* [Saved data entries]:
PR #2383, opened 2026-02-13
Reports: enhancement to `RasterPlotConfig`

### LINKED ISSUE #2372: Reports: Stream maps should include flow algorithm in subtitle
It's nice to remind the reader of the flow algorithm (D8 vs MFD) used to generate the stream network. Right now it's included in the caption of the figure, but it might deserve to be more prominent, like as a subtitle of the plot.

Image

> stream_gura.tif
Stream network, created using flow direction and flow accumulation derived from the DEM and Threshold Flow Accumulation. Values of 1 represent streams, values of 0 are non-stream pixels. Results were generated using the following flow direction algorithm: MFD. The stream network may look incomplete at this resolution, and therefore it may be necessary to view the full-resolution raster in GIS to assess its accuracy.

davemfish:
`raster_utils.RasterPlotConfig` is now responsible for constructing the default caption text for a raster subplot. It requires the `natcap.invest.spec.Input | spec.Output` in order to do so.

* Captions and titles can be overridden by setting those attributes of the instance.
* NDR, SDR, and Carbon reporters were refactored to use the new class.
* The flow direction algorithm is listed in the section header of the Stream Network Maps for SDR and NDR.

Fixes #2372 

## Checklist
- [x] Tested the sample data reports

### DIFF
--- a/src/natcap/invest/ndr/reporter.py
+++ b/src/natcap/invest/ndr/reporter.py
@@ -1,6 +1,7 @@
 from natcap.invest.reports import raster_utils
 from natcap.invest.reports import report_constants
 from natcap.invest.reports import sdr_ndr_report_generator
+from natcap.invest.reports.raster_utils import RasterDatatype, RasterPlotConfig
 
 CALC_N = 'calc_n'
 CALC_P = 'calc_p'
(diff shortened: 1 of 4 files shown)


src/natcap/invest/ndr/reporter.py
```diff
@@ -80,46 +57,75 @@ def report(file_registry, args_dict, model_spec, target_html_filepath):
...
+        datatype='continuous',
+        spec=model_spec.get_output('p_surface_export'))
+
+    output_raster_plot_configs = []
+    if CALC_N in args_dict:
+        output_raster_plot_configs.extend(
+            [n_surface_export_config,
+             n_subsurface_export_config,
+             n_total_export_config])
+    if CALC_P in args_dict:
```
emilyanndavis: I think we want these conditions to be `if args_dict[CALC_N]` and `if args_dict[CALC_P]`, respectively, since—I believe—both of those will always be in the `args_dict`, they just won't always be `True`.

davemfish: Thanks; updated.

tests/reports/test_sdr_ndr_utils.py
```diff
@@ -163,7 +163,7 @@ def test_generate_results_table_and_totals(self):
 
         # Check totals table values.
         # calculated_value_1 is ws_id + 100; calculated_value_2 is ws_id + 200.
-        expected_totals = [101 + 102, 201 + 202]
+        expected_totals = [101.0 + 102.0, 201.0 + 202.0]
```
davemfish, line 166: These tests started failing for some reason because the actual data was a float represented as a string, but the expected data was an integer as string. `("203" != "203.0")`

tests/reports/test_raster_utils.py
```diff
@@ -456,41 +484,35 @@ class RasterCaptionTests(unittest.TestCase):
...
+            spec=spec.Input(
+                id='raster_1',
+                about=about_raster_1))
+
+        about_raster_2 = ('The total amount of sediment exported from each '
+                          'pixel that reaches the stream.')
+        caption_appendix = 'extra text'
+        raster2_config = raster_utils.RasterPlotConfig(
+            raster_path=file_registry['raster_2'],
+            datatype='continuous',
```
emilyanndavis: Minor detail, but for the datatypes, I would use the enums, e.g. `RasterDatatype.nominal`, `RasterDatatype.continuous`, rather than string literals.

tests/reports/test_sdr_ndr_utils.py
emilyanndavis: How strange. I wonder what changed?

src/natcap/invest/reports/report_constants.py
```diff
@@ -12,4 +12,10 @@
     'rasters are available in the output workspace.'
 )
 
+STREAM_CAPTION_APPENDIX = gettext(
+    'The stream network may look incomplete at  this resolution, and '
+    'therefore it may be necessary to view the  full-resolution raster '
```
emilyanndavis: Looks like we ended up with some extra spaces in here.
```suggestion
    'The stream network may look incomplete at this resolution, and '
    'therefore it may be necessary to view the full-resolution raster '
```

src/natcap/invest/sdr/reporter.py
```diff
@@ -40,44 +18,78 @@ def report(file_registry, args_dict, model_spec, target_html_filepath):
...
     """
+    input_raster_plot_configs = [
+        raster_utils.RasterPlotConfig(
+            raster_path=args_dict['dem_path'],
+            datatype='continuous',
+            spec=model_spec.get_input('dem_path')),
+        raster_utils.RasterPlotConfig(
+            raster_path=args_dict['erodibility_path'],
+            datatype='continuous',
+            spec=model_spec.get_input('dem_path')),
```
emilyanndavis: Looks like this line missed an update after copy-paste.
```suggestion
            spec=model_spec.get_input('erodibility_path')),
```

src/natcap/invest/reports/report_constants.py
emilyanndavis: I think we'll also want to include a leading space, since this is appended to the about text from the model spec (which we don't expect to end with a trailing space).
```suggestion
    ' The stream network may look incomplete at this resolution, and '
    'therefore it may be necessary to view the full-resolution raster '
```

emilyanndavis (changes requested):
Great improvements, thanks @davemfish! Just a few small suggestions.

tests/reports/test_sdr_ndr_utils.py
davemfish: I assume there was a change in behavior from some dependency somewhere, but I didn't trace it back.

* [What is expected]:
Write out each line of the data that holds the string "want".

* [Output for this exercise]:
emilyanndavis: I think we want these conditions to be `if args_dict[CALC_N]` and `if args_dict[CALC_P]`, respectively, since—I believe—both of those will always be in the `args_dict`, they just won't always be `True`.
emilyanndavis: I think we'll also want to include a leading space, since this is appended to the about text from the model spec (which we don't expect to end with a trailing space).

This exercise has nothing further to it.